[Provided records]

PR #2999, opened 2025-05-27
return nullptr from inet_ntop on error

mikusp:
Allows Beyond: Two Souls to go ingame

### DIFF
--- a/src/core/libraries/network/net.cpp
+++ b/src/core/libraries/network/net.cpp
@@ -962,7 +962,7 @@ const char* PS4_SYSV_ABI sceNetInetNtop(int af, const void* src, char* dst, u32 
     const char* res = inet_ntop(af, src, dst, size);
 #endif
     if (res == nullptr) {
-        UNREACHABLE();
+        return nullptr;
     }
     return dst;
 }


src/core/libraries/network/net.cpp
```diff
@@ -962,7 +962,7 @@ const char* PS4_SYSV_ABI sceNetInetNtop(int af, const void* src, char* dst, u32
     const char* res = inet_ntop(af, src, dst, size);
 #endif
     if (res == nullptr) {
-        UNREACHABLE();
+        return nullptr;
```
squidbus, line 965: Error case should also set the errno value in `*sceNetErrnoLoc()` with one of the `ORBIS_NET_E*` values.

georgemoralis: *sceNetErrnoLoc() = ORBIS_NET_EAFNOSUPPORT;

georgemoralis: a LOG_ERROR would be nice too as well

squidbus: > *sceNetErrnoLoc() = ORBIS_NET_EAFNOSUPPORT;

In this case it should be based on the inet_ntop error code shouldn’t it?

georgemoralis: based on RE that is the only valid sceNetErrno value it can take in case of failure

squidbus: I see `ORBIS_NET_ENOSPC` as well

squidbus: Which matches up with the documentation for `inet_ntop` which is why I think we should just convert the error code: https://www.man7.org/linux/man-pages/man3/inet_ntop.3.html

```
       EAFNOSUPPORT
              af was not a valid address family.

       ENOSPC The converted address string would exceed the size given by
              size.
```

georgemoralis: i think that it is weird that inet_ntop returns null anyway , should be debugged further

squidbus: Returning null on error is correct here, cleaned up rough flow from the function disassembly:
```
  if (param_1 == 0x1c) {
    return ...call some func...;
  }
  if (param_1 == 2) {
    if (...attempt to print out address...) {
      ...some additional copy stuff...
      return ...addr...;
    }
    *sceNetErrnoLoc() = ORBIS_NET_ENOSPC;
    return nullptr;
  }
  *sceNetErrnoLoc() = ORBIS_NET_EAFNOSUPPORT;
  return nullptr;
```

squidbus: And with regards to `inet_ntop`:
```
On success, inet_ntop() returns a non-null pointer to dst.
NULL is returned if there was an error, with errno set to indicate the error.
```

mikusp: @georgemoralis the game calls the function with some bogus values, like af = 223 and af = 249

squidbus: If you want to see source it actually matches up to this (except not setting the errno): https://github.com/freebsd/freebsd-src/blob/main/sys/libkern/inet_ntop.c

georgemoralis: > @georgemoralis the game calls the function with some bogus values, like af = 223 and af = 249

in that case ORBIS_NET_EAFNOSUPPORT should be fine for it

georgemoralis: well i think i should rewrite it to match more the RE . Atm we we want to accept this i think at least ORBIS_NET_EAFNOSUPPORT be added somethink like

if(AF_NET ! = 2 || other valid AF_NET ){
    *sceNetErrnoLoc() = ORBIS_NET_EAFNOSUPPORT;
  return nullptr;
}

georgemoralis: and unreachable should left for the other cases

PR #4431, opened 2026-05-15
Http part1

georgemoralis:
Part1 of my http because no-one likes it because it is big . Contains more logging stuff , URI fixes and a possible way to report no internet connection available


StevenMiller123 (approved):
Traditionally, pretty sure sending requests is where errors should crop up. Accepting on the basis of getting the URI stuff fixed in main.

PR #4437, opened 2026-05-16
Reach control ingame fix

w1naenator:
Now Control completes the entire level loading process and reaches in-game, but with one nuance.


w1naenator:
Expected:
Screenshot_20260517-231933_YouTube_ReVanced_1

Actual:
CUSA11454_20260516_224630_744_game_000000

It looks like a post-processed effect that appears over the game content on a real PS4 and is almost invisible in the emulator absolutely has no transparency and is not clearing the previous state, but instead adds a new layer over the previous one each frame.
And still missing text.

[/Provided records]

For the string "this", search the preceding data and copy every line that includes it.

In this case it should be based on the inet_ntop error code shouldn’t it?
squidbus: If you want to see source it actually matches up to this (except not setting the errno): https://github.com/freebsd/freebsd-src/blob/main/sys/libkern/inet_ntop.c
georgemoralis: well i think i should rewrite it to match more the RE . Atm we we want to accept this i think at least ORBIS_NET_EAFNOSUPPORT be added somethink like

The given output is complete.